> TASK GOAL
Each line below from the one containing "restarted at page" through the one containing "server. GraphQL validation" should be output exactly as it stands, and no other line should appear.

START EXERCISE MATERIAL

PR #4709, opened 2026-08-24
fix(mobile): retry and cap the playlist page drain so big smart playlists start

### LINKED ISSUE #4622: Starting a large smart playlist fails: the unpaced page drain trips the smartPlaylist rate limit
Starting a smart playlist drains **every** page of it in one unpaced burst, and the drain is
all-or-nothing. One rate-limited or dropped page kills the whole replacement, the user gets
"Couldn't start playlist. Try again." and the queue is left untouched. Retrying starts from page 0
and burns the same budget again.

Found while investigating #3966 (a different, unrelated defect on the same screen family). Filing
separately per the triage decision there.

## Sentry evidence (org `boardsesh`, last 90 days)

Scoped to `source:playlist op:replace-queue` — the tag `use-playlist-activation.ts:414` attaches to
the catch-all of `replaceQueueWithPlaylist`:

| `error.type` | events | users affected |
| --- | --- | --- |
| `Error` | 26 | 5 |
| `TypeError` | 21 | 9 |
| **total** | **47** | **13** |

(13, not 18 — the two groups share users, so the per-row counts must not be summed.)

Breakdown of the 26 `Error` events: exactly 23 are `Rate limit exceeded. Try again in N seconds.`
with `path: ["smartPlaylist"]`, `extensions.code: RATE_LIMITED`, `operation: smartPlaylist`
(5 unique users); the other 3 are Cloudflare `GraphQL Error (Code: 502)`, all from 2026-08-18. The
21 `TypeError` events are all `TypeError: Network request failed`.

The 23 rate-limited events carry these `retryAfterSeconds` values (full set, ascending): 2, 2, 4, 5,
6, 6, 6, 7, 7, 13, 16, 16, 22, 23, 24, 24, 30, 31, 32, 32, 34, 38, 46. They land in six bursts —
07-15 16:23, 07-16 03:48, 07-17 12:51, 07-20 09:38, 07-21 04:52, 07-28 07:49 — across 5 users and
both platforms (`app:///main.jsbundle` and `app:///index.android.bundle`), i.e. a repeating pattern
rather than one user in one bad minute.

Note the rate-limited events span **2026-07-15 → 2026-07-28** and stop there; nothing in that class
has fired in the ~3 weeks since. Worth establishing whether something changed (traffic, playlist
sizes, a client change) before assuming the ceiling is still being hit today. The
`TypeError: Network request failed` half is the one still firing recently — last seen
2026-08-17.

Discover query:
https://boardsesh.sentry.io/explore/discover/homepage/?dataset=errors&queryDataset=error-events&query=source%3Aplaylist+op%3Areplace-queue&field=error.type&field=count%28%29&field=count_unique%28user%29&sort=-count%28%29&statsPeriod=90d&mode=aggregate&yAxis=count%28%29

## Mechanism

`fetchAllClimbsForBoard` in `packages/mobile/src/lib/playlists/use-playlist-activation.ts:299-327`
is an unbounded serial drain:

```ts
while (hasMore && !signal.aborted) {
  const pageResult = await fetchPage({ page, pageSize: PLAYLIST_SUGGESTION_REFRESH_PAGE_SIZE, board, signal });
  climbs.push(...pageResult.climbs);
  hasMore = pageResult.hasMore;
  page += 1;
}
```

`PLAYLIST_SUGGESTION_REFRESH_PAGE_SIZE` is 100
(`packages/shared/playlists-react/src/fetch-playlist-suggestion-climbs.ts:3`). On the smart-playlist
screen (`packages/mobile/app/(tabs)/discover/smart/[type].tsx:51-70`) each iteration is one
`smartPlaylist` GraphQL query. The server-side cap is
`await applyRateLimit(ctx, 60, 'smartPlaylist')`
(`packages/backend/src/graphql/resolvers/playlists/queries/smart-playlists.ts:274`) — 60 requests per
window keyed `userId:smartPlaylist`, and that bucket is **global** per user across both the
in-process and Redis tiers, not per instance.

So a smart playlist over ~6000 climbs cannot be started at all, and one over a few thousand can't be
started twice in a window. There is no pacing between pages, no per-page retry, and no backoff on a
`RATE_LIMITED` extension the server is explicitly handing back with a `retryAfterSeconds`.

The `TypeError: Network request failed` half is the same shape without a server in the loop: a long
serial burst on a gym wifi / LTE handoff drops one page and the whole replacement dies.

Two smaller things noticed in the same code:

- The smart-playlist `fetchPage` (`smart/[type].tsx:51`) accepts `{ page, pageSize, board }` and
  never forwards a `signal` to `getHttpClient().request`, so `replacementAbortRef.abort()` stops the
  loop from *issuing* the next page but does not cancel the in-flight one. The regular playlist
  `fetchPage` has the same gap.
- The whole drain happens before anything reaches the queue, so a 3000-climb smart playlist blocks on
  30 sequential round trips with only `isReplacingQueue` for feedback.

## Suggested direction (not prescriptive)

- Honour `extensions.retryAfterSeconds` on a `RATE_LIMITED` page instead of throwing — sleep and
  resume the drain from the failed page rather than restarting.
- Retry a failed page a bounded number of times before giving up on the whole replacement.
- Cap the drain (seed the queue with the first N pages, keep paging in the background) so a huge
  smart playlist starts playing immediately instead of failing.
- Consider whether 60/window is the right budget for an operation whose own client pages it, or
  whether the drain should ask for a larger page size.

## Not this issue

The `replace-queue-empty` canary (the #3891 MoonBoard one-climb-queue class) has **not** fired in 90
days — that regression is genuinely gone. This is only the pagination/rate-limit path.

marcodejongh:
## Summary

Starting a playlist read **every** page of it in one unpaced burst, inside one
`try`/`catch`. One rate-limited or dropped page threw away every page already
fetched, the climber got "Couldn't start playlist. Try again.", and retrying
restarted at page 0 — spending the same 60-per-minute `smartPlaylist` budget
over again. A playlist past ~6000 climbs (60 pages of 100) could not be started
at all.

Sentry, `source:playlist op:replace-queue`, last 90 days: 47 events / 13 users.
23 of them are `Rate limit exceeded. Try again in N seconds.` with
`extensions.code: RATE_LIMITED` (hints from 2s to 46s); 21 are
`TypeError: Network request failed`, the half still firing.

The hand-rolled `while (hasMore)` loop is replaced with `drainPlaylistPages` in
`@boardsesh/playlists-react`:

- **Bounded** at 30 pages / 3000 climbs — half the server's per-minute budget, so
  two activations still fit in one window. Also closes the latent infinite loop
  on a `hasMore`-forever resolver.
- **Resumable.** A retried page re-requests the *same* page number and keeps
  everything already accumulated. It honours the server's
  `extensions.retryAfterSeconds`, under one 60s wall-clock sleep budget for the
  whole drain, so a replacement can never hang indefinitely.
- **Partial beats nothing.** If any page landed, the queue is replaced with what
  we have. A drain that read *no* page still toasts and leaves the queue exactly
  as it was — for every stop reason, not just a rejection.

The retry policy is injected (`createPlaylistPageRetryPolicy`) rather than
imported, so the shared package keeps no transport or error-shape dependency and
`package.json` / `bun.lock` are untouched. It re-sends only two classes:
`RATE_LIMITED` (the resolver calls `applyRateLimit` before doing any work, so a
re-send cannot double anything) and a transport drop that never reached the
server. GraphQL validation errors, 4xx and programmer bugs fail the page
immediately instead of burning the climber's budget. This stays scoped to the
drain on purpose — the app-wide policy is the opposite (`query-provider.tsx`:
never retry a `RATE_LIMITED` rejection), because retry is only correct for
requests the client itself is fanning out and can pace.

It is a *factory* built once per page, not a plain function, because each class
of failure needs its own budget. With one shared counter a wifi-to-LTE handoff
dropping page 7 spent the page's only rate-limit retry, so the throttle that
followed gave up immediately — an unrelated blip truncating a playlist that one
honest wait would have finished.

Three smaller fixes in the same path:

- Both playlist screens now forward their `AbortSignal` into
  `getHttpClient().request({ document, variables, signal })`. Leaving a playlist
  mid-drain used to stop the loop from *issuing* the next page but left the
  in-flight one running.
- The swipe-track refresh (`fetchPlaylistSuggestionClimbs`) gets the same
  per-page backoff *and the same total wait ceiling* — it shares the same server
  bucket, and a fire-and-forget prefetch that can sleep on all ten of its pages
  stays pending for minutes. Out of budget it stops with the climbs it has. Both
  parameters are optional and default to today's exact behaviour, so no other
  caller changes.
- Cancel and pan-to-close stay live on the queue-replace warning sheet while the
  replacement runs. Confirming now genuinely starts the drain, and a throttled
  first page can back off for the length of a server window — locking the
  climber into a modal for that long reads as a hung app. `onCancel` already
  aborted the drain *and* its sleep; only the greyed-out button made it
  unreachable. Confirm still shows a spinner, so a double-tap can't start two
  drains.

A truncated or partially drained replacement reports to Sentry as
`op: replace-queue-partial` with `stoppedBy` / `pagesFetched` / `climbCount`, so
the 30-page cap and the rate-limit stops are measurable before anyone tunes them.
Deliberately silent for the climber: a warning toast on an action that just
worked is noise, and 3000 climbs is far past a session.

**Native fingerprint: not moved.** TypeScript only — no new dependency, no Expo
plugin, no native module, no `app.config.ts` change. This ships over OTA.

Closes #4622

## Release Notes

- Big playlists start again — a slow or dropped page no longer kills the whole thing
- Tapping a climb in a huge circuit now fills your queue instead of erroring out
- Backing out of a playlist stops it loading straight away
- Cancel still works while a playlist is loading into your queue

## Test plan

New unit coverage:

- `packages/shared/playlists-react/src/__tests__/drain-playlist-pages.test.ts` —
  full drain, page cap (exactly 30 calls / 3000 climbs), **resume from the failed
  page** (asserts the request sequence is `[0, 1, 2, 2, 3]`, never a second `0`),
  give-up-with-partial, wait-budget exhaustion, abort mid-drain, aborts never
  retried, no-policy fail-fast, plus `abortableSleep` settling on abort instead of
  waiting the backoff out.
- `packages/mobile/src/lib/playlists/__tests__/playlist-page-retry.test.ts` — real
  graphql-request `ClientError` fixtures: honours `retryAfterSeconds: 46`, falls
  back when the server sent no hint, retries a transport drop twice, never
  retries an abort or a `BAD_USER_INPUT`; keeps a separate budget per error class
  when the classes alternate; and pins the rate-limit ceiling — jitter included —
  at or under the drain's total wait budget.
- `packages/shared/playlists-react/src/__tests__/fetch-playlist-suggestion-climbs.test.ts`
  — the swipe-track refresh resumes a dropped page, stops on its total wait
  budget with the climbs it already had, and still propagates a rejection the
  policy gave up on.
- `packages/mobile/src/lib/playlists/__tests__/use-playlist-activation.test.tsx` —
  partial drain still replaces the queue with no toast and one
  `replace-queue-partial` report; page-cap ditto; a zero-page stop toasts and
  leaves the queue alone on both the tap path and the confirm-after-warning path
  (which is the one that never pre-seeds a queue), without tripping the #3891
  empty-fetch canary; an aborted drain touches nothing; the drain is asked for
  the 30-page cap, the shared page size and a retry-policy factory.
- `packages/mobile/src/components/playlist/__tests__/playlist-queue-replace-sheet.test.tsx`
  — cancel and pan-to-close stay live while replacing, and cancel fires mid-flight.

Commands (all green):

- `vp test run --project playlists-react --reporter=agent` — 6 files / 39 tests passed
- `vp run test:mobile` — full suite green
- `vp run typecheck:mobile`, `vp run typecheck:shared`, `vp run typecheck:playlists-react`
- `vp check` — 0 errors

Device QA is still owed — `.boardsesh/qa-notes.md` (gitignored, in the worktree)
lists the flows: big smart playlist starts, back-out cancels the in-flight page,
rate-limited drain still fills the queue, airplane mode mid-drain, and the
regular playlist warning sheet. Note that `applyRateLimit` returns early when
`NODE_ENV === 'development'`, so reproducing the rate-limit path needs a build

END EXERCISE MATERIAL

> SOLUTION FOR THIS PROBLEM
restarted at page 0 — spending the same 60-per-minute `smartPlaylist` budget
over again. A playlist past ~6000 climbs (60 pages of 100) could not be started
at all.

Sentry, `source:playlist op:replace-queue`, last 90 days: 47 events / 13 users.
23 of them are `Rate limit exceeded. Try again in N seconds.` with
`extensions.code: RATE_LIMITED` (hints from 2s to 46s); 21 are
`TypeError: Network request failed`, the half still firing.

The hand-rolled `while (hasMore)` loop is replaced with `drainPlaylistPages` in
`@boardsesh/playlists-react`:

- **Bounded** at 30 pages / 3000 climbs — half the server's per-minute budget, so
  two activations still fit in one window. Also closes the latent infinite loop
  on a `hasMore`-forever resolver.
- **Resumable.** A retried page re-requests the *same* page number and keeps
  everything already accumulated. It honours the server's
  `extensions.retryAfterSeconds`, under one 60s wall-clock sleep budget for the
  whole drain, so a replacement can never hang indefinitely.
- **Partial beats nothing.** If any page landed, the queue is replaced with what
  we have. A drain that read *no* page still toasts and leaves the queue exactly
  as it was — for every stop reason, not just a rejection.

The retry policy is injected (`createPlaylistPageRetryPolicy`) rather than
imported, so the shared package keeps no transport or error-shape dependency and
`package.json` / `bun.lock` are untouched. It re-sends only two classes:
`RATE_LIMITED` (the resolver calls `applyRateLimit` before doing any work, so a
re-send cannot double anything) and a transport drop that never reached the
server. GraphQL validation errors, 4xx and programmer bugs fail the page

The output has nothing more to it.